ASEAN countries, meanwhile, are rising as alternatives: trade and investment pacts with China and the Gulf (such as the recent ASEAN-GCC-China summit) provide pathways for capital diversion and cooperation in infrastructure, green energy, and finance. Aggregated FDI into ASEAN in 2023 reached historic highs (around US$230 billion), showing resilience in embedding investment, even as global FDI softens.
Middle Eastern capital is not just offsetting Western retrenchment; it represents strategic, long-term commitments aligned with China’s industrial and policy priorities.
Meanwhile, Western investors are slow to re-engage deeply due to regulatory, geopolitical, and reputational risks. That gives Gulf funds both opportunity and responsibility: their growing influence in China depends not just on deal flow, but on trust, regulatory consistency, and clear policy signals from both sides.
What to watch
Negotiations for a China–GCC FTA remain a top signal of future capital flows. China’s Ministry of Commerce confirmed in May 2025 that it has completed upgraded negotiations on CAFTA 3.0 and is working toward early completion of FTA talks with the GCC. A finalized FTA would reduce tariffs, enhance investment protections, and accelerate cross-border supply chain integration, especially for energy, infrastructure, and manufacturing.
ETFs are emerging as a major conduit for Gulf-China financial connectivity. Saudi Arabia recently launched the Albilad CSOP MSCI Hong Kong China Equity ETF, the region’s largest China-focused vehicle (around US$1.2 billion), granting Saudi investors direct exposure to prominent Chinese companies via Hong Kong listings. In parallel, Hong Kong and the UAE are strengthening financial ties, enabling mutual recognition of funds and cross-listing of ETFs on the Abu Dhabi Securities Exchange. MoUs between China Universal Asset Management and Azimut to explore a China-UAE ETF link further highlight this trend.
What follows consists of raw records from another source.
PR #1406, opened 2021-09-30
Add UEFI target support

xiaoyuxlu:
####  build.rs:   
ABI of rust UEFI target [x86_64-unknown-uefi](https://github.com/rust-lang/rust/blob/master/compiler/rustc_target/src/spec/x86_64_unknown_uefi.rs#L5) is like windows. So add an AsmTarget like windows and it also need preassemble.

Currently must use Clang to compile c code for rust UEFI target.

#### rand.rs: 
Add [rdrand](https://crates.io/crates/rdrand) crate to generate random number. It can only be built when the target_os is `uefi`.


build.rs
```diff
@@ -235,6 +235,13 @@ const ASM_TARGETS: &[AsmTarget] = &[
         asm_extension: "S",
         preassemble: true,
     },
+    AsmTarget {
+        oss: &[UEFI],
```
briansmith, line 239: Does it not work correctly if we add UEFI to the `AsmTarget` that has `oss: &[WINDOWS],
        arch: "x86_64"`?

build.rs
```diff
@@ -602,6 +612,7 @@ fn cc(file: &Path, ext: &str, target: &Target, include_dir: &Path, out_file: &Pa
         && target.os != "redox"
         && target.os != "windows"
         && target.arch != "wasm32"
+        && target.os != "uefi"
```
briansmith, line 615: It was a mistake here that we use `"windows"` instead of `WINDOWS`, so I understand why you copied that, but we should just use `UEFI` here.

build.rs
```diff
@@ -460,7 +470,7 @@ fn build_c_code(
 
         // For Windows we also pregenerate the object files for non-Git builds so
         // the user doesn't need to install the assembler.
-        if use_pregenerated && target.os == WINDOWS {
+        if use_pregenerated && (target.os == WINDOWS || target.os == UEFI) {
```
briansmith, line 473: I suggest we add a:

```
fn supports_preassembly(arch: &str, os: &str) -> bool {
    ASM_TARGETS.iter().find(|asm_target| {
         asm_target.preassemble && asm_target.arch == arch && asm_target.oss.contains(os)
   }).is_some()
)
```

This will fix a bug in the existing logic wherein we don't screen out aarch64 Windows, for which we just added support, where we don't preassemble.

build.rs
```diff
@@ -642,6 +653,13 @@ fn cc(file: &Path, ext: &str, target: &Target, include_dir: &Path, out_file: &Pa
         }
     }
 
+    // UEFI is a baremental freestanding environment without stdlib.
+    if target.os == "uefi" && target.arch == "x86_64" {
```
briansmith, line 657: Is `target.arch == "x86_64"` a necessary condition? I guess we'd need these flags for any UEFI target, regardless of architecture.

I suggest:
```
let freestanding = target.os = UEFI;
if freestanding {
    let _ = c.flat("-ffreestanding");
}
```
Then, de-dupe this with the existing code block that adds `-nostdlibinc` and `RING_CORE_NOSTDLIBINC` by adding `freestanding || <existing conditions>`.

src/rand.rs
```diff
@@ -419,3 +422,14 @@ mod fuchsia {
         fn zx_cprng_draw(buffer: *mut u8, length: usize);
     }
 }
+
+#[cfg(any(target_os = "uefi"))]
+mod uefi {
+    use crate::error;
+    use rdrand::RdRand;
```
briansmith, line 429: Hi. Presently our policy is to not depend on third-party crates for any crypto primitives. Let's just use the `core::arch::x86_64` intrinsics directly, instead of depending on that crate.

At the top of this file is a long comment with a table that indicates the source of randomness for the target. Please add a comment about UEFI to that table.

briansmith (changes requested):
Thanks for this.

In .github/ci.yml where have some blocks like this:

```
          - target: aarch64-apple-darwin
            host_os: macos-latest
            # GitHub Actions doesn't have a way to run this target yet.
            cargo_options: --no-run
```
Please add an analogous one for the x86_64 UEFI target.

Similarly there is:
```
        target:
          - aarch64-apple-ios
          - ...
          - x86_64-unknown-linux-gnu
```
Add the x86_64 UEFI target to that.

Also, could you point me to a way that we could emulate the UEFI environment well enough to run tests? It would be ideal if we could get this emulated environment working in GitHub Actions, but if this is a large amount of work, we can go with the build-only approach for now.

briansmith:
Since we need to force clang for this target, mk/install-build-tools.sh can be modified here to add this target:
```
--target=i686-unknown-linux-musl|--target=x86_64-unknown-linux-musl)
  use_clang=1
```

Please make the analogous change in mk/cargo.sh.

This should make CI work and will also make it easier for anybody, especially me, to build locally.

briansmith:
Does CPUID work reliabily (as expected) in the UEFI environment?

briansmith:
Also, are there any limitations or special considerations on CPU features (AVX2, AES-NI, etc.) for the EUFI environment?

src/rand.rs
briansmith: > Hi. Presently our policy is to not depend on third-party crates for any crypto primitives. Let's just use the core::arch::x86_64 intrinsics directly, instead of depending on that crate.

Scratch this. BoringSSL upstream has rdrand-x86_64.pl that exposes a `CRYPTO_rdrand` function that we can use instead. I also need to update cpu-intel.c to disable RDRAND on AMD CPUs due to bugs in some of them, and then I'll update cpu.rs so that you can detect whether RDRAND is available.

xiaoyuxlu:
A few days ago was China National Day. Sorry for the late reply. 
I appreciate you for watching the pull request carefully and give a lot of comments.

I will continue to work on it and make this patch better. 

> 
> 
> Thanks for this.
> 
> In .github/ci.yml where have some blocks like this:
> 
> ```
>           - target: aarch64-apple-darwin
>             host_os: macos-latest
>             # GitHub Actions doesn't have a way to run this target yet.
>             cargo_options: --no-run
> ```
> 
> Please add an analogous one for the x86_64 UEFI target.
> 
> Similarly there is:
> 
> ```
>         target:
>           - aarch64-apple-ios
>           - ...
>           - x86_64-unknown-linux-gnu
> ```
> 
> Add the x86_64 UEFI target to that.
> 
> Also, could you point me to a way that we could emulate the UEFI environment well enough to run tests? It would be ideal if we could get this emulated environment working in GitHub Actions, but if this is a large amount of work, we can go with the build-only approach for now.

Currently, I don't have a good way to run tests. I will try to find a way.  I think we can build-only for now.  

> 
> 
> Does CPUID work reliabily (as expected) in the UEFI environment?

I think so. 

> 
> 
> Also, are there any limitations or special considerations on CPU features (AVX2, AES-NI, etc.) for the EUFI environment?

UEFI environment always run in long-mode, in x86_64 it always run in 64bit. 
I think there is no special things.

jyao1:
@briansmith, would you please review this patch to see if there is any other comment?

tiziano88:
This patch would be useful to us too as part of https://github.com/project-oak/oak , is there anything in particular that is blocking it? Can we help resolve it? Thanks @xiaoyuxlu and @briansmith for the work so far

jyao1:
This has been there for half a year.

@briansmith, would you please review this patch to see if there is any other comment?

dnovick:
Just wondering what the status of this pull request is. Are there any blocking issues remaining? Thanks.

.github/workflows/ci.yml
```diff
@@ -453,3 +453,55 @@ jobs:
...
+      - if: ${{ contains(matrix.host_os, 'windows') }}
+        run: ./mk/install-build-tools.ps1
+
+      - uses: briansmith/toolchain@v1
+        with:
+          toolchain: nightly
+          override: true
+          components: rust-src
+
+      # Currently, there is no 'rust-std' for target 'x86_64-unknown-uefi'.
```
briansmith, line 504: Is this still the case? Or can we simplify all this now?

Cargo.toml
```diff
@@ -82,6 +82,7 @@ include = [
     "crypto/fipsmodule/modes/asm/ghash-x86.pl",
     "crypto/fipsmodule/modes/asm/ghash-x86_64.pl",
     "crypto/fipsmodule/modes/asm/ghashv8-armx.pl",
+    "crypto/fipsmodule/rand/asm/rdrand-x86_64.pl",
```
briansmith, line 85: This can go away since we'd use `getrandom`.

build.rs
```diff
@@ -64,6 +64,7 @@ const RING_SRCS: &[(&[&str], &str)] = &[
     (&[X86_64], "crypto/fipsmodule/ec/asm/p256-x86_64-asm.pl"),
     (&[X86_64], "crypto/fipsmodule/modes/asm/aesni-gcm-x86_64.pl"),
     (&[X86_64], "crypto/fipsmodule/modes/asm/ghash-x86_64.pl"),
+    (&[X86_64], "crypto/fipsmodule/rand/asm/rdrand-x86_64.pl"),
```
briansmith, line 67: Ditto.

build.rs
```diff
@@ -222,7 +223,7 @@ const ASM_TARGETS: &[AsmTarget] = &[
         preassemble: true,
     },
     AsmTarget {
-        oss: &[WINDOWS],
+        oss: &[WINDOWS, UEFI],
```
briansmith, line 226: This deserves a comment about why UEFI uses Windows ASM stuff unlike everything else.

build.rs
```diff
@@ -381,8 +384,9 @@ fn pregenerate_asm_main() {
         perlasm(&perlasm_src_dsts, asm_target);
 
         if asm_target.preassemble {
-            // Preassembly is currently only done for Windows targets.
-            assert_eq!(&asm_target.oss, &[WINDOWS]);
+            // Preassembly is currently done for Windows and UEFI targets.
```
briansmith, line 387: let's just remove the comment since there's now a `preassemble` field that makes this clear, and it duplicates the assertion below.

build.rs
```diff
@@ -460,7 +464,7 @@ fn build_c_code(
 
         // For Windows we also pregenerate the object files for non-Git builds so
         // the user doesn't need to install the assembler.
-        if use_pregenerated && target.os == WINDOWS {
+        if use_pregenerated && supports_preassembly(&target.arch, &target.os) {
```
briansmith, line 467: Change this to look at the `preassemble` field.

build.rs
```diff
@@ -554,7 +558,7 @@ fn compile(p: &Path, target: &Target, include_dir: &Path, out_dir: &Path) -> Str
         p.to_str().expect("Invalid path").into()
     } else {
         let out_file = obj_path(out_dir, p);
-        let cmd = if target.os != WINDOWS || ext != "asm" {
+        let cmd = if !supports_preassembly(&target.arch, &target.os) || ext != "asm" {
```
briansmith, line 561: Ditto.

build.rs
```diff
@@ -627,17 +632,25 @@ fn cc(file: &Path, ext: &str, target: &Target, include_dir: &Path, out_file: &Pa
         }
     }
 
+    // UEFI is a baremental freestanding environment without stdlib.
+    let freestanding = target.os == UEFI;
```
briansmith, line 636: Is this still true? I heard there is a libstd now.

build.rs
```diff
@@ -680,7 +693,10 @@ fn nasm(file: &Path, arch: &str, include_dir: &Path, out_file: &Path) -> Command
         std::path::MAIN_SEPARATOR,
     )));
 
-    let mut c = Command::new("./target/tools/windows/nasm/nasm");
+    let mut c = Command::new(&get_command(
+        "NASM_EXECUTABLE",
+        "./target/tools/windows/nasm/nasm",
+    ));
```
briansmith, line 699: Please move this to a separate PR.

briansmith (changes requested):
Instead of all the rdrand stuff, please add a `less-safe-getrandom-rdrand` non-default feature to *ring*. Then change rand.rs so to add UEFI to the lost of supported operating systems/environments if and only if that feature is also enabled.

Presumably then SGX and similar would do likewise.

briansmith:
This is a very old PR. If you were to rebase it onto today's main, most of it would go away as explained above. If/when this is ready, I will release a 17.x update that adds UEFI support.

xiaoyuxlu:
> This is a very old PR. If you were to rebase it onto today's main, most of it would go away as explained above. If/when this is ready, I will release a 17.x update that adds UEFI support.

You're right.
Will do. Thank you very much.

hugusmaximus:
Hi there! I'm not a developers nor I am too familiarized with some specific OS internals and faced a problem trying to compile "tiny_http" crate with "rustls" support on a aarch64 platform and Hermit (https://github.com/hermit-os/hermit-rs/tree/main) unikernel. After reading this thread I think I may be facing the same problem as other people trying to compile on other platforms... This is my error:

```
error[E0425]: cannot find function `fill_impl` in this scope
   --> /home/hugo/.cargo/registry/src/index.crates.io-6f17d22bba15001f/ring-0.16.20/src/rand.rs:160:9
    |
160 |         fill_impl(dest)
    |         ^^^^^^^^^
    |
help: you might have meant to call the method
    |
160 |         self.fill_impl(dest)
    |         +++++

For more information about this error, try `rustc --explain E0425`.
error: could not compile `ring` (lib) due to 1 previous error
```

@briansmith will the release 17.x of ring solve my problem too? Any hint on how I need to proceed to solve that? Does it require intervention of the developer of Hermit OS?

Best,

Another priority is converting MoUs into projects, particularly those backed by Saudi Arabia’s Public Investment Fund. In Fujian, the Gulei complex aims for full operation by 2030, with interim milestones critical for investor confidence
These developments make 2026 pivotal: progress on the FTA, ETF expansion, and delivery of petrochemical projects will determine how far Middle Eastern capital can entrench itself in China’s economy.